July 26, 2014 § Leave a comment
Owner and director Josef Glimer was recently featured on CBS news, where he discussed the turmoil surrounding his impending trip to Israel. We’re happy to report that flights to the area resumed soon after, and Josef has joined his wife Barbara in Jerusalem. Wishing the Glimers safe travels for the remainder of their trip! We look forward to sharing new artworks by our talented Israeli artists upon their return.
July 18, 2014 § Leave a comment
This painting, currently on display at Josef Glimer Gallery, is originally from the collection of Louis Legrand’s loyal friend and publisher Gustave Pellet.
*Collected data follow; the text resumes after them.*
PR #7334, opened 2026-03-27
feat: Pass user defined units as custom units to parse_ingredient function.

### LINKED ISSUE #7108: [BUG] - Ingredient parser not detecting units & ingredients in database
### First Check

When I import à recipe, the ingredient parser is unable to detect units & ingredient even if it should be a perfect match from the database.

### Steps to Reproduce

1) Add the unit & ingredient in the database (Data management)
2) Parse a recipe that has those units & ingredients
3) The ingredient parser cannot detect the units & ingredients in both NLP and brute parser 

Image

Image

Image

### Mealie Version

[v3.11.0](https://github.com/mealie-recipes/mealie/releases/tag/v3.11.0)

### Deployment

Docker (Linux)

Using HTTP through a VPN.

strangetom:

Version 2.6.0 of ingredient-parser-nlp added a `custom_units` keyword argument to `parse_ingredient` that takes a dict of custom units. The changes in this PR construct a dict of custom units from the database that will includes any user defined units and passes it to the `custom_units` argument.

This means that any user defined units that weren't part of the training data used to train the model in ingredient-parser-nlp should be correctly identified as units.

Fixes #7108 (partially, this doesn't work if a unit has multiple words)
Fixes #7078 

## Testing

Tested manually:

Before:
Screenshot from 2026-03-27 14-14-38

Add new unit "barrel":
Screenshot from 2026-03-27 14-15-56

After:
Screenshot from 2026-03-27 14-17-18

## AI / LLM Assistance

No AI/LLM assistance used.


michael-genson (changes requested):
Awesome, I thought I saw this somewhere but couldn't find it in the docs.
Can we iterate through `units_by_id` instead? `units_by_alias` has a bunch of duplicates.

```python
for ingredient_unit in self.data_matcher.units_by_id.values():
    ...
```

Also can we guard and make sure `unit.name` isn't an empty string? It shouldn't be but we have similar guards elsewhere:

```python
if ingredient_unit.name:
    ...
```

Same for abbreviation (which is actually optional):

```python
if ingredient_unit.abbreviation:
    ...
```

strangetom:
Thanks for the feedback. I've made the suggested changes.

I've also done some additional (manual) testing with some simple non-English sentences and it behaves as expected once the units are defined in the database.

michael-genson (approved):
Wonderful, thank you! This should be a big help for non-english recipes

PR #7344, opened 2026-03-28
fix: prevent stale SPA shell after container rebuild

DeepReef11:

After rebuilding a Mealie container, Nuxt generates new content-hashed bundle filenames (e.g. `_nuxt/abc123.js` → `_nuxt/xyz789.js`). However, browsers (and Home Assistant iframe cards) serve the old cached `index.html` which references the old bundles that no longer exist on the server, resulting in a **blank white page** until the user hard-refreshes or clears their cache.

This is especially disruptive in Home Assistant dashboard iframes where users can't easily force-refresh.

Changes to `mealie/routes/spa/__init__.py`:
- `_nuxt/*` assets: `Cache-Control: public, max-age=31536000, immutable` (content-hashed filenames make this safe)
- HTML shell (everything else): `Cache-Control: no-cache, no-store, must-revalidate` so the browser always fetches fresh markup with correct bundle references

No existing issue — discovered in production when HA iframe consistently showed blank page after container rebuilds.

The fix is minimal — a single file change to the `SPAStaticFiles` class that serves the Nuxt frontend. The `_nuxt/*` immutable caching is safe because Nuxt uses content hashing for those filenames. The `no-cache` on HTML is standard practice for SPAs (e.g. this is the default behavior in nginx SPA configs).

## Testing

- [x] Rebuilt container (confirmed new bundle hashes generated: `bD9kXa78.js` → `BMf-Ov-T.js`)
- [x] Verified `Cache-Control: no-cache, no-store, must-revalidate` on HTML responses
- [x] Verified `Cache-Control: public, max-age=31536000, immutable` on `_nuxt/*` assets
- [x] Confirmed HA iframe loads correctly after rebuild without manual cache clear
- [x] Confirmed normal browsing still works (assets cached properly)

## AI / LLM Assistance

This PR was authored with Claude Code (Claude Opus 4.6). The problem was identified by the user from real-world HA iframe usage; Claude implemented the fix, tested it on a production instance, and drafted this PR.


michael-genson (changes requested):
This seems too aggressive, basically removing all caching, including static assets, just so the first load works properly.

I'd prefer to see a solution in the frontend rather than the backend. Is there a workbox setting that can address this?

DeepReef11:
I will keep working on it. I did not get the results I was hoping for unfortunately. It solves the iframe issues, that is pretty much it.

DeepReef11:
Thanks for the feedback on the aggressiveness. I've pushed a narrowed version that:
- Only targets HTML responses (not favicon, manifest, sw.js, etc.)
- Uses `no-cache` instead of `no-cache, no-store, must-revalidate`
- Drops the `Pragma` header

That said, I've also found that this can be handled entirely at the reverse proxy level (nginx) without any Mealie code changes, which is what I'm doing in my own deployment:

```nginx
map $upstream_http_content_type $cache_control_header {
    ~text/html  "no-cache";
    default     "";
}

location /_nuxt/ {
    proxy_pass http://mealie:9000;
    proxy_hide_header Cache-Control;
    add_header Cache-Control "public, max-age=31536000, immutable";
}

location / {
    proxy_pass http://mealie:9000;
    proxy_hide_header Cache-Control;
    add_header Cache-Control $cache_control_header;
}
```

Happy to keep this PR open if the team thinks it's worth having the fix built-in for users without a reverse proxy, or close it if the recommendation is to handle this at the proxy layer. Either way works for me.

michael-genson (approved):
Thanks! I removed a redundant `or` but otherwise left it as-is.

PR #7358, opened 2026-03-29
fix: eliminate white flash on page load for dark theme users

DeepReef11:

Adds a small inline `<script>` in the HTML `<head>` that sets `document.documentElement.style.backgroundColor` before the browser paints, matching the user's selected theme (dark: `#1E1E1E`, light: `#FFFFFF`).

Without this, there is a visible white flash during SPA hydration — the `<body>` defaults to a white background until Vuetify mounts and applies the theme. This is especially noticeable when Mealie is embedded in a Home Assistant iframe card with a dark dashboard.

The script reads `localStorage['vueuse-color-scheme']` (set by `@vueuse/useDark` in the existing `dark-mode.client.ts` plugin) and falls back to the OS `prefers-color-scheme` media query if no preference is stored.

Changes:
- `frontend/nuxt.config.ts`: added inline script to `app.head.script`

No existing issue — cosmetic improvement discovered when using Mealie in a Home Assistant dashboard iframe.

The inline script is ~200 bytes, runs synchronously before paint, and has zero performance impact (just a localStorage read and one style assignment). It's wrapped in a try/catch so it silently no-ops if localStorage is unavailable (e.g. incognito/restricted contexts).

This is the standard pattern used by Next.js, Nuxt, and other SPA frameworks to prevent theme flash (FOIT — Flash of Incorrect Theme).

## Testing

- [x] Verified dark theme: no white flash on reload
- [x] Verified light theme: background stays white (no dark flash)
- [x] Verified fallback: with no localStorage entry, uses OS preference
- [x] Verified in Home Assistant iframe: no flash on dashboard load
- [x] Verified script appears in generated HTML `<head>`

## AI / LLM Assistance

This PR was authored with Claude Code (Claude Opus 4.6). The problem was identified by the user from real-world HA iframe usage; Claude implemented the fix, tested it on a production instance, and drafted this PR.


michael-genson (approved):
Thanks!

An important predecessor of Henri Toulouse-Lautrec, Legrand has largely fallen into public obscurity. Like Lautrec, Legrand lived in Montmartre and developed an interest in Parisian fashion, women and nightlife—popular motifs in art during the colorful Belle Époque, the period of peace and prosperity in France and Belgium just before World War I. But Legrand maintained a bourgeois lifestyle that contrasted with Lautrec’s trademark immersion in the subversive pleasures of Paris. This fact, along with Lautrec’s early death, may have allowed Legrand to be overshadowed by his romanticized peer in the art historical canon.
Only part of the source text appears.